Help me prove $\pi^{e}<23I am a high school student.
Help me prove $\pi^{e}<23<e^{\pi}$.
First, I tried it by proving $\frac{\log \pi}{\pi}<\frac{\log 23}{\pi e}<\frac{\log e}{e}$.
However, I was not able to prove the magnitude relationship between $23$ and the others.
Second, I attemted to approach by quadratic curve at $x=3$.
$e^{x}=e^{3}+e^{3}(x-3)+\frac{1}{2}e^{3}(x-3)^2$.
And the third derivative of $e^{x}$ is positive.So,
$e^{\pi}>\frac{1}{2}e^{3}(\pi^{2}-4\pi +5)> 
\frac{1}{2}*2.717^{3}(3.14159^{2}-4*3.1416+5)>23$
This is how I can prove the supremum of the inequality, but I can't the other.
I ended up stuck here.
Moveover, I'm going so far as to believe there is a more beautiful, plain, and concise proof for this...

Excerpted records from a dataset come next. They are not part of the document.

PR #1735, opened 2022-12-05
increase log level on rpc call

JayChoi1736:
## Proposed changes

- increase log level on rpc call to logger.Trace

## Types of changes

Please put an x in the boxes related to your change.

- [ ] Bugfix
- [ ] New feature or enhancement
- [x] Others

## Checklist

*Put an x in the boxes that apply. You can also fill these out after creating the PR. If you're unsure about any of them, don't hesitate to ask. We're here to help! This is simply a reminder of what we are going to look for before merging your code.*

- [x] I have read the [CONTRIBUTING GUIDELINES](https://github.com/klaytn/klaytn/blob/master/CONTRIBUTING.md) doc
- [x] I have signed the [CLA](https://cla-assistant.io/klaytn/klaytn)
- [x] Lint and unit tests pass locally with my changes (`$ make test`)
- [ ] I have added tests that prove my fix is effective or that my feature works
- [ ] I have added necessary documentation (if appropriate)
- [ ] Any dependent changes have been merged and published in downstream modules

## Related issues

- Please leave the issue numbers or links related to this PR here.

## Further comments

If this is a relatively large or complex change, kick off the discussion by explaining why you chose the solution you did and what alternatives you considered, etc...

PR #1762, opened 2023-01-16
[RPC] Added timeout trigger for the default trace logger

hyunsooda:
## Proposed changes

The default trace logger (`debug.traceTransaction(txHash)`) aggregates all stack, memory and storage logs. The time that the log dump loop ends depends on the given set of instructions for the given transaction. It may crash the node through a huge loop that may arise OOM. The tracer has two parts, one for transaction executor and another one for log aggregation. A default timeout exists for the early exit of the former case but not for the latter. This PR proposes a default timeout trigger for the latter case, which is hard-coded 1s, but it can be overwritten with `loggerTimeout` option. For instance, `debug.traceTransaction(txHash, {loggerTimeout:"100ms"})` overwrites the timeout to 100ms.

## Types of changes

- [ ] Bugfix
- [ ] Others

## Checklist

## Related issues

## Further comments

### DIFF
--- a/api/api_public_blockchain.go
+++ b/api/api_public_blockchain.go
@@ -504,9 +504,21 @@ type StructLogRes struct {
 }
 
 // formatLogs formats EVM returned structured logs for json output
-func FormatLogs(logs []vm.StructLog) []StructLogRes {
+func FormatLogs(timeout time.Duration, logs []vm.StructLog) ([]StructLogRes, error) {
+	logTimeout := false
+	deadlineCtx, cancel := context.WithTimeout(context.Background(), timeout)
+	go func() {
+		<-deadlineCtx.Done()
+		logger.Error("[Trace logger] Timeout reached", "timeout", timeout, "err", deadlineCtx.Err())
+		logTimeout = true
+	}()
+	defer cancel()
+
 	formatted := make([]StructLogRes, len(logs))
 	for index, trace := range logs {
+		if logTimeout {
+			return nil, fmt.Errorf("[Trace logger] Log truncated by timeout")
+		}
 		formatted[index] = StructLogRes{
 			Pc:      trace.Pc,
 			Op:      trace.Op.String(),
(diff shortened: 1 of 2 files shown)


blukat29:
@hyunsooda Hi, the `loggerTimeout` seems not working. For instance, `debug.traceTransaction(txid, {loggerTimeout:'10ms'})` does not immediately return, whereas `debug.traceTransaction(txid, {tracer:'callTracer', timeout: '10ms'})` does return quickly.

I think the tracer itself must be stopped to prevent OOM.
I have a WIP code (https://github.com/klaytn/klaytn/compare/dev...blukat29:klaytn:debug-trace-timeout). PTAL.

hyunsooda:
@blukat29, Another patch you made looks fine. Before uploading that PR, it seems good to consider whether it really makes OOM and whether that patch is necessary.

api/api_public_blockchain.go
```diff
@@ -504,9 +504,21 @@ type StructLogRes struct {
 }
 
 // formatLogs formats EVM returned structured logs for json output
-func FormatLogs(logs []vm.StructLog) []StructLogRes {
+func FormatLogs(timeout time.Duration, logs []vm.StructLog) ([]StructLogRes, error) {
+	logTimeout := false
+	deadlineCtx, cancel := context.WithTimeout(context.Background(), timeout)
+	go func() {
+		<-deadlineCtx.Done()
+		logger.Error("[Trace logger] Timeout reached", "timeout", timeout, "err", deadlineCtx.Err())
```
blukat29, line 512:
```suggestion
		logger.Debug("trace logger timeout", "timeout", timeout, "err", deadlineCtx.Err())
```
Error level is too verbose. For reference, failed RPC calls are logged at Debug level (https://github.com/klaytn/klaytn/pull/1735).

api/api_public_blockchain.go
```diff
@@ -504,9 +504,21 @@ type StructLogRes struct {
...
+		logTimeout = true
+	}()
+	defer cancel()
+
 	formatted := make([]StructLogRes, len(logs))
 	for index, trace := range logs {
+		if logTimeout {
+			return nil, fmt.Errorf("[Trace logger] Log truncated by timeout")
```
blukat29, line 520:
```suggestion
			return nil, fmt.Errorf("trace logger timeout")
```
Can we match the error style with others? (e.g. `execution timeout`)

hyunsooda: Thanks. I missed fixing the wrong msg. We may consider a new logging format that abstracts where its logging is involved by adding a prefix.

blukat29 (approved):

kjeom (approved):

PR #1765, opened 2023-01-17
Change ntp check logic

kjeom:
## Proposed changes

- Changed ntp time check with local to be more flexible (`stop server` -> `warning periodically`)
  - It checks the ntp time periodically until synced in ntp time and warn the status
- Changed it to use the `ntp` module in `discover` package and tuned ntp check count for average

## Types of changes

- [ ] Bugfix
- [ ] Others

## Checklist

### DIFF
--- a/node/node.go
+++ b/node/node.go
@@ -814,6 +814,7 @@ func (n *Node) apis() []rpc.API {
 const (
 	ntpTolerance = time.Second
 	RFC3339Nano  = "2006-01-02T15:04:05.999999999Z07:00"
+	retry        = 10
 )
 
 func timeIsNear(lhs, rhs time.Time) bool {
@@ -840,14 +841,29 @@ func NtpCheckWithLocal(n *Node) error {
 		return err
 	}
 
+	ntpRetryTime := time.Duration(1)
+	var remote *time.Time
+	for i := 0; ; i++ {
+		time.Sleep(ntpRetryTime)
+		remote, err = ntpclient.GetNetworkTime(url, portNum)
+		if remote != nil {
+			break
+		}
+		// remote == nil && err != nil && i >= retry
+		if i >= retry {
+			return err
+		}
+		ntpRetryTime = ntpRetryTime * 2
+	}
 	local := time.Now()
-	remote, err := ntpclient.GetNetworkTime(url, portNum)
+
 	if err != nil {
 		return err
 	}
 	if !timeIsNear(local, *remote) {
 		errFormat := "System time is out of sync, local:%s remote:%s"
-		return fmt.Errorf(errFormat, local.UTC().Format(RFC3339Nano), remote.UTC().Format(RFC3339Nano))
+		usage := "You can use \"--ntp.disable\" option to disable ntp time checking"
+		return fmt.Errorf(errFormat+"\n"+usage, local.UTC().Format(RFC3339Nano), remote.UTC().Format(RFC3339Nano))
 	}
 	logger.Info("Ntp time check", "local", local.UTC().Format(RFC3339Nano), "remote", remote.UTC().Format(RFC3339Nano))
 	return nil
--- a/node/node.go
+++ b/node/node.go
@@ -843,23 +843,19 @@ func NtpCheckWithLocal(n *Node) error {
 
 	ntpRetryTime := time.Duration(1)
 	var remote *time.Time
-	for i := 0; ; i++ {
+	for i := 0; i < ntpMaxRetry; i++ {
 		time.Sleep(ntpRetryTime)
 		remote, err = ntpclient.GetNetworkTime(url, portNum)
 		if remote != nil {
 			break
 		}
-		// remote == nil && err != nil && i >= retry
-		if i >= retry {
-			return err
-		}
 		ntpRetryTime = ntpRetryTime * 2
 	}
-	local := time.Now()
-
 	if err != nil {
 		return err
 	}
+
+	local := time.Now()
 	if !timeIsNear(local, *remote) {
 		errFormat := "System time is out of sync, local:%s remote:%s"
 		usage := "You can use \"--ntp.disable\" option to disable ntp time checking"
--- a/node/node.go
+++ b/node/node.go
@@ -814,7 +814,7 @@ func (n *Node) apis() []rpc.API {
 const (
 	ntpTolerance = time.Second
 	RFC3339Nano  = "2006-01-02T15:04:05.999999999Z07:00"
-	retry        = 10
+	ntpMaxRetry  = 10
 )
 
 func timeIsNear(lhs, rhs time.Time) bool {


blukat29:
@kjeom Thanks for fixing this NTP problem. I have some questions.

1. Is `github.com/bt51/ntpclient` package no longer used? then please run `go mod tidy` to remove from dependencies.
2. How was the constant parameter `ntpChecksForBoot=5` chosen?
3. If there's reason to make it 5, then why not increase `ntpChecks=5` as well?

networks/p2p/discover/ntp.go
```diff
@@ -43,18 +44,38 @@ func (s durationSlice) Len() int           { return len(s) }
 func (s durationSlice) Less(i, j int) bool { return s[i] < s[j] }
 func (s durationSlice) Swap(i, j int)      { s[i], s[j] = s[j], s[i] }
 
+// checkClockDrift queries an NTP server for clock drifts and warns the user if
+// one large enough is detected.
+func CheckClockDriftForBoot(url, port string) {
+	drift := driftThreshold * 2
+	for drift < -driftThreshold || drift > driftThreshold {
```
blukat29, line 51:
```suggestion
	var drift time.Duration
	for {
```
The stop condition already inside the loop should be enough.

networks/p2p/discover/ntp.go
```diff
@@ -43,18 +44,38 @@ func (s durationSlice) Len() int           { return len(s) }
...
+		time.Sleep(time.Second)
```
blukat29, line 52: Do you have to wait before the first try? Otherwise the Sleep can be moved to the end of this loop.

kjeom:
> 
1. resolved it.
2. At first considering the log of udp packet, I fixed it to check more than before. It can be done by `continue` when occured timeout and subtract 1 also to the divider for average. But now it doesn't matter because it restarts the ntp check when received the timeout.

networks/p2p/discover/ntp.go
```diff
@@ -43,18 +44,38 @@ func (s durationSlice) Len() int           { return len(s) }
 func (s durationSlice) Less(i, j int) bool { return s[i] < s[j] }
 func (s durationSlice) Swap(i, j int)      { s[i], s[j] = s[j], s[i] }
 
+// checkClockDrift queries an NTP server for clock drifts and warns the user if
+// one large enough is detected.
+func CheckClockDriftForBoot(url, port string) {
```
blukat29, line 49: CheckClockDriftWithRetry? or something not specific to its use case?

networks/p2p/discover/ntp.go
kjeom: resolved it. Thanks!

networks/p2p/discover/ntp.go
kjeom: Good suggestion! thanks

networks/p2p/discover/ntp.go
```diff
@@ -43,18 +44,38 @@ func (s durationSlice) Len() int           { return len(s) }
...
+	for {
+		drift, err := sntpDrift(url, port, ntpChecksForBoot)
+		if err != nil {
+			// if received timeout, try to check again
+			continue
+		}
+		if drift >= -driftThreshold && drift <= driftThreshold {
+			break
+		}
+		logger.Warn(fmt.Sprintf("System clock seems shifted by %v, which can prevent network connectivity", drift))
```
aidan-kwon, line 60:
```suggestion
		logger.Warn(fmt.Sprintf("System clock seems shifted by %v, which may interfere with P2P connection", drift))
```

networks/p2p/discover/ntp.go
```diff
@@ -43,18 +44,38 @@ func (s durationSlice) Len() int           { return len(s) }
 func (s durationSlice) Less(i, j int) bool { return s[i] < s[j] }
 func (s durationSlice) Swap(i, j int)      { s[i], s[j] = s[j], s[i] }
 
+// checkClockDrift queries an NTP server for clock drifts and warns the user if
+// one large enough is detected.
+func CheckClockDriftWithRetry(url, port string) {
+	var drift time.Duration
+	for {
```
aidan-kwon, line 51: How about adding a maximum trial limit for this loop?

networks/p2p/discover/ntp.go
```diff
@@ -31,8 +31,9 @@ import (
 )
 
 const (
-	ntpPool   = "pool.ntp.org" // ntpPool is the NTP server to query for the current time
-	ntpChecks = 3              // Number of measurements to do against the NTP server
+	ntpPool          = "pool.ntp.org" // ntpPool is the NTP server to query for the current time
+	ntpChecks        = 3              // Number of measurements to do against the NTP server
+	ntpChecksForBoot = 5
```
blukat29, line 36:
```suggestion
	ntpChecks        = 5              // Number of measurements to do against the NTP server
```
If we seek robustness, why not just use `5` in both cases?

networks/p2p/discover/ntp.go
kjeom: I think It must alerts the warning until the operator notices. Before this PR, we just stop the server but it would be more relaxed.

blukat29:
A continuous 1 burst per sec is too frequent (a burst is ~8 packets in a row - https://greencloud33.tistory.com/7)

Various usages suggest different frequencies. In general, they are at least above 0.1 packet/sec.
- Klaytn UDP stack's NTP poll is limited to 1 burst per 10min (https://github.com/klaytn/klaytn/blob/v1.10.1/networks/p2p/discover/udp.go#L516-522)
- An Oracle switch pauses at least 16sec before next poll (https://docs.oracle.com/cd/E19077-01/n1k.switch/819-3047-11/xdoc/switchservices_ntp_server_show.html)
- An NTP pool mail says around 1 burst per min is acceptable (https://www.mail-archive.com/pool@lists.ntp.org/msg01361.html)

We shouldn't flood NTP servers with Klaytn nodes. There should be either
- longer delay (at least 1 min)
- exponential backoff with upper limit (ex. wait 1, 2, 4, ..., 256, 512, 1024, 1024, 1024, ...)

blukat29:
> Becuase this notice pattern has been already used when if the discovery option flag is on.

Does "this notice pattern" refers to `checkClockDrift()`? Then this notice pattern looks good to me. Operators can go see the logs. However, it only happens after 32 consecutive UDP timeouts AND 10 minutes from the last notice. (https://github.com/klaytn/klaytn/blob/v1.10.1/networks/p2p/discover/udp.go#L516-522)

I guess the current notice method is okay because nodes can start anyway. It's just too frequent.

node/node.go
```diff
@@ -840,14 +841,29 @@ func NtpCheckWithLocal(n *Node) error {
 		return err
 	}
 
+	ntpRetryTime := time.Duration(1)
+	var remote *time.Time
+	for i := 0; ; i++ {
+		time.Sleep(ntpRetryTime)
```
blukat29, line 847:
```suggestion
	for i := 0; i < ntpMaxRetry; i++ {
```

node/node.go
```diff
@@ -814,6 +814,7 @@ func (n *Node) apis() []rpc.API {
 const (
 	ntpTolerance = time.Second
 	RFC3339Nano  = "2006-01-02T15:04:05.999999999Z07:00"
+	retry        = 10
```
blukat29, line 817:
```suggestion
	ntpMaxRetry  = 10
```

node/node.go
```diff
@@ -840,14 +841,29 @@ func NtpCheckWithLocal(n *Node) error {
...
+		time.Sleep(ntpRetryTime)
+		remote, err = ntpclient.GetNetworkTime(url, portNum)
+		if remote != nil {
+			break
+		}
+		// remote == nil && err != nil && i >= retry
+		if i >= retry {
+			return err
+		}
+		ntpRetryTime = ntpRetryTime * 2
```
blukat29, line 856:
```suggestion
		ntpRetryTime = ntpRetryTime * 2
		time.Sleep(ntpRetryTime)
```

blukat29 (approved):

blukat29:
LGTM except minors

node/node.go
kjeom: @blukat29 the sleep at the head of loop is intended for immediate restart.

node/node.go
kjeom: Resolved it.

PR #382, opened 2022-02-15
Force eta-expansion of `{Replicator,V}.elim`

### LINKED ISSUE #369: Eta-expansion of `elim`
See https://github.com/tweag/linear-base/pull/367#discussion_r802767909

tbagrel1:
`Replicator.elim` and `V.elim` are currently not inlined if they are not fully applied (as we found out when writing inspection tests for this method). For example, in the following case, `elim` doesn't get inlined:

```haskell
elim3 :: (a %1 -> a %1 -> a %1 -> [a]) %1 -> V 3 a %1 -> [a]
elim3 = V.elim
```

This PR renames `elim` to `elim'` and add a `elim` wrapper ensuring that `elim'` can always get inlined.

(I also move `make` into the `Make` class in this PR, for consistency with `Elim`)

Closes #369 .

### DIFF
--- a/src/Data/V/Linear/Internal.hs
+++ b/src/Data/V/Linear/Internal.hs
@@ -112,31 +112,29 @@ class (n ~ Arity b f) => Elim n a b f | n a b -> f, f b -> n where
   -- > elim @2 :: (a %1 -> a %1 -> b) %1 -> V 2 a %1 -> b
   -- > elim @3 :: (a %1 -> a %1 -> a %1 -> b) %1 -> V 3 a %1 -> b
   elim :: f %1 -> V n a %1 -> b
+  elim f v = elim' f v
+  {-# INLINEABLE elim #-}
+
+  -- 'elim' is used to force eta-expansion of 'elim\''.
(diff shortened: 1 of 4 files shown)


src/Data/V/Linear/Internal.hs
```diff
@@ -112,32 +112,30 @@ class (n ~ Arity b f) => Elim n a b f | n a b -> f, f b -> n where
   -- > elim @2 :: (a %1 -> a %1 -> b) %1 -> V 2 a %1 -> b
   -- > elim @3 :: (a %1 -> a %1 -> a %1 -> b) %1 -> V 3 a %1 -> b
   elim :: f %1 -> V n a %1 -> b
+  elim f v = elim' f v
+  {-# INLINEABLE elim #-}
```
tbagrel1, line 116: For obscure reasons, the `{-# INLINABLE #-}` pragma is necessary for `V.elim` (but not `Replicator.elim`). Also, neither `INLINE` nor `NOINLINE` work in this context. It seems that the contexts where something `INLINABLE` gets inlined are not completely contained in the contexts where something `INLINE` gets inlined.

PR #383, opened 2022-02-15
Improve consistency of module naming

### LINKED ISSUE #373: Rename `Data/Arity/Linear/Arity.hs` to `Data/Arity/Linear.hs` for consistency
Everything is in the title.

### LINKED ISSUE #380: Move internal modules of `Data.Unrestricted` under `Data.Unrestricted.Linear`

At the moment, internal modules of `Data.Unrestricted.Linear` are store in `src/Data/Unrestricted/Internal` (instead of `src/Data/Unrestricted/Linear/Internal`).

Moving them to `src/Data/Unrestricted/Linear/Internal`. At the moment, it is confusing when someone wants to import the internal module instead of the public one in `linear-base` code, because the public one is not a prefix of the internal one.

tbagrel1:
Before 1.0 release, I think that we should ensure that our naming conventions are respected for both internal and public modules.
In this PR, I renamed:

+ System.IO.Resource -> System.IO.Resource.Linear
+ Streaming.Internal -> System.Linear.Internal
+ Data.Unrestricted.Internal -> Data.Unrestricted.Linear.Internal
+ Data.Arity.Linear.Internal.Arity -> Data.Arity.Linear.Internal

The `Control.Optics` directory structure seemed a bit odd to me (but I haven't changed it yet), because it contains modules not ending with either `.Linear` or `.Linear.Internal.xxx` as this is the case in every other namespace. Should we rename something for this one?

Closes #373 . Closes #380 .

### DIFF
--- a/docs/DESIGN.md
+++ b/docs/DESIGN.md
@@ -14,7 +14,7 @@ Linear base consists of the following:
 * tools ported from [`base`] and from other critical haskell
   libraries, like `lens`,
 * new APIs for using system resources, e.g., file I/O in
-  [`System.IO.Resource`],
+  [`System.IO.Resource.Linear`],
 * new abstractions made possible by linear types, like monad-free
   mutable arrays in ([`Data.Array.Mutable.Linear`]).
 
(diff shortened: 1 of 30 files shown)


docs/DESIGN.md
```diff
@@ -14,7 +14,7 @@ Linear base consists of the following:
 * tools ported from [`base`] and from other critical haskell
   libraries, like `lens`,
 * new APIs for using system resources, e.g., file I/O in
-  [`System.IO.Resource`],
+  [`System.IO.Resource.Linear`],
```
aspiwack, line 17: This one is a breaking change. We will have to communicate on it.

tbagrel1: We need to write it down in the changelog, I suppose? Do we need to do something else?

(I am referencing the changelog issue there to not forget: #377 )

aspiwack: Yes, in the change log. All the breaking change will have to be clearly identified.

PR #384, opened 2022-02-15
Some documentation on genericTraverse and friends

aspiwack:
Just small docstring fixes.

@sjoerdvisscher, you pioneered the use of `Yoneda` and `Curried` for
fusion. Could you write the missing bit of documentation?

### DIFF
--- a/src/Control/Functor/Linear/Internal/Kan.hs
+++ b/src/Control/Functor/Linear/Internal/Kan.hs
@@ -6,7 +6,7 @@
 
 -- | A few things lifted from kan-extensions and lens for generic deriving of
 -- 'Data.Functor.Linear.Traversable' instances (see
--- 'Data.Functor.Linear.Internal.Generic').
+-- "Data.Functor.Linear.Internal.Traversable.Generic").
 module Control.Functor.Linear.Internal.Kan where
 
 import Control.Functor.Linear
--- a/src/Data/Functor/Linear/Internal/Traversable/Generic.hs
+++ b/src/Data/Functor/Linear/Internal/Traversable/Generic.hs
@@ -17,8 +17,14 @@ import GHC.Types (Multiplicity (..))
 import Generics.Linear
 import Prelude.Linear.Internal
 
--- | Linear counterpart of [@GTraversable@](https://hackage.haskell.org/package/traverse-with-class-1.0.1.1/docs/Data-Generics-Traversable.html#t:GTraversable).
+-- | This type class derives the definition of 'genericTraverse' by induction on
+-- the generic representation of a type.
 class GTraversable t where
+  -- gtraverse :: Applicative f => (a %1 -> f b) -> t a %1 -> forall r. (forall k. ((a %1 -> r) %1 -> k) %1 -> f k) %1 -> forall k. (t b %1 -> k) %1 -> f k
+  --
+  -- TODO: developer documentation on why we use this type rather than the more
+  -- straightforward type of `traverse`. Used, for instance, in the
+  -- generic-deriving package.
   gtraverse :: Applicative f => (a %1 -> f b) -> t a %1 -> Curried (Yoneda f) (Yoneda f) (t b)
 
 instance GTraversable t => GTraversable (M1 i c t) where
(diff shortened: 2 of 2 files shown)


src/Data/Functor/Linear/Internal/Traversable/Generic.hs
```diff
@@ -84,6 +90,19 @@ instance GTraversable UWord where
 
 -- | Implementation of 'Data.Functor.Linear.traverse' for types which derive
 -- (linear) 'Generics.Linear.Generic1'.
+--
+-- Use as
+--
+-- > data T
+-- > $(deriveGeneric1 ''Pair)
+-- >
+-- > instance Traversable T
```
sjoerdvisscher, line 99:
```suggestion
-- > instance Traversable T where
```

aspiwack:
@treeowl 
> I'm the one who wrote that

Indeed, I now realise that #316 was coauthored :slightly_smiling_face: (I'd like to bring it up to master, now, but it's a non-trivial amount of work to merge master in it. I don't really have time to do so, would you?).

Regarding this PR: I don't necessarily ask for a detailed explanation (though it would be welcome), but enough to get an intuition of why these types specifically?

treeowl:
I will work on bringing that branch (or its main ideas) up to `master` as soon as I can. I'm still getting wiped out by this cold that won't let me sleep. I will try to write an explanation of that, however brief, today.

treeowl:
I wrote a little documentation for `Curried` in #385. It's not great; hopefully someone will be able to flesh it out later.

src/Data/Functor/Linear/Internal/Traversable/Generic.hs
```diff
@@ -84,6 +90,19 @@ instance GTraversable UWord where
 
 -- | Implementation of 'Data.Functor.Linear.traverse' for types which derive
 -- (linear) 'Generics.Linear.Generic1'.
+--
+-- Use as
```
treeowl, line 94:
```suggestion
-- ### Example
```

src/Data/Functor/Linear/Internal/Traversable/Generic.hs
```diff
@@ -84,6 +90,19 @@ instance GTraversable UWord where
...
+--
+-- > data T
+-- > $(deriveGeneric1 ''Pair)
+-- >
+-- > instance Traversable T where
+-- >   traverse = genericTraverse
+--
+-- Note that, contrary to many other classes in linear-base, we can't define
+-- `Traversable T` using deriving via, because the
+-- [role](https://downloads.haskell.org/ghc/latest/docs/html/users_guide/exts/roles.html)
```
treeowl, line 104: The link for `role` may be hard to hit on mobile browsers and other touchscreens, since it's so short. How much does that matter?

aspiwack: I think it matters a little, but not a ton (you can always zoom on mobile). So if you have a good solution, I'll take it. But let's not spend a lot of time on it.

src/Control/Functor/Linear/Internal/Kan.hs
```diff
@@ -6,7 +6,7 @@
 
 -- | A few things lifted from kan-extensions and lens for generic deriving of
 -- 'Data.Functor.Linear.Traversable' instances (see
--- 'Data.Functor.Linear.Internal.Generic').
+-- "Data.Functor.Linear.Internal.Generic.Traversable").
```
tbagrel1, line 9:
```suggestion
-- "Data.Functor.Linear.Internal.Traversable.Generic").
```

src/Data/Functor/Linear/Internal/Traversable/Generic.hs
```diff
@@ -84,6 +90,19 @@ instance GTraversable UWord where
 
 -- | Implementation of 'Data.Functor.Linear.traverse' for types which derive
 -- (linear) 'Generics.Linear.Generic1'.
+--
+-- ### Example
+--
+-- > data T
+-- > $(deriveGeneric1 ''Pair)
```
tbagrel1, line 97:
```suggestion
-- > $(deriveGeneric1 ''T)
```

tbagrel1 (approved):
Let's just fix these two typos.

 A: For the first part we use $\pi<{22\over7}$. Furthermore the theorem on alternating series gives
$${1\over e}>1-1+{1\over2}-{1\over6}+{1\over24}-{1\over120}={44\over120}={11\over30}\ .$$
It follows that $$\pi^e<\left({22\over7}\right)^{30/11}\ .$$
It is therefore sufficient to prove that 
$$22^{30}<7^{30}\cdot 23^{11}\ .$$
Here the LHS computes to
$$18\,736\,153\,019\,903\,829\,443\,036\,278\,993\,864\,332\,673\,024\ ,$$
and the RHS to
$$21\,475\,703\,365\,914\,111\,444\,329\,770\,286\,387\,088\,568\,823\ .$$
A: Both $\pi\approx\frac{22}{7}$ and $e\approx\frac{19}{7}$ can be proved through Beuker-like integrals:
$$ \underbrace{\int_{0}^{1}\frac{x^4(1-x)^4}{1+x^2}\,dx}_{\in\left(0,\frac{1}{256}\right)}=\frac{22}{7}-\pi,\qquad \underbrace{\int_{0}^{1}x^2(1-x)^2 e^{-x}\,dx}_{\in\left(0,\frac{1}{16}\right)}=14-\frac{38}{e} $$
and $\pi^e < e^\pi$ is trivial from the increasing nature of $\frac{x}{\log x}$ on $[e,+\infty)$.
$\pi^e<23$ is actually a loose inequality, since $\left(\frac{22}{7}\right)^{19}\ll 23^7$.
$23<e^\pi$ is a bit tighter, since $23^7\approx 3.4\cdot 10^9$ while $\left(\frac{19}{7}\right)^{22}\approx 3.47\cdot 10^9$.
Still, $\pi^e<23<e^\pi$ is pretty straightforward to prove by approximating both $e$ and $\pi$ in sevenths.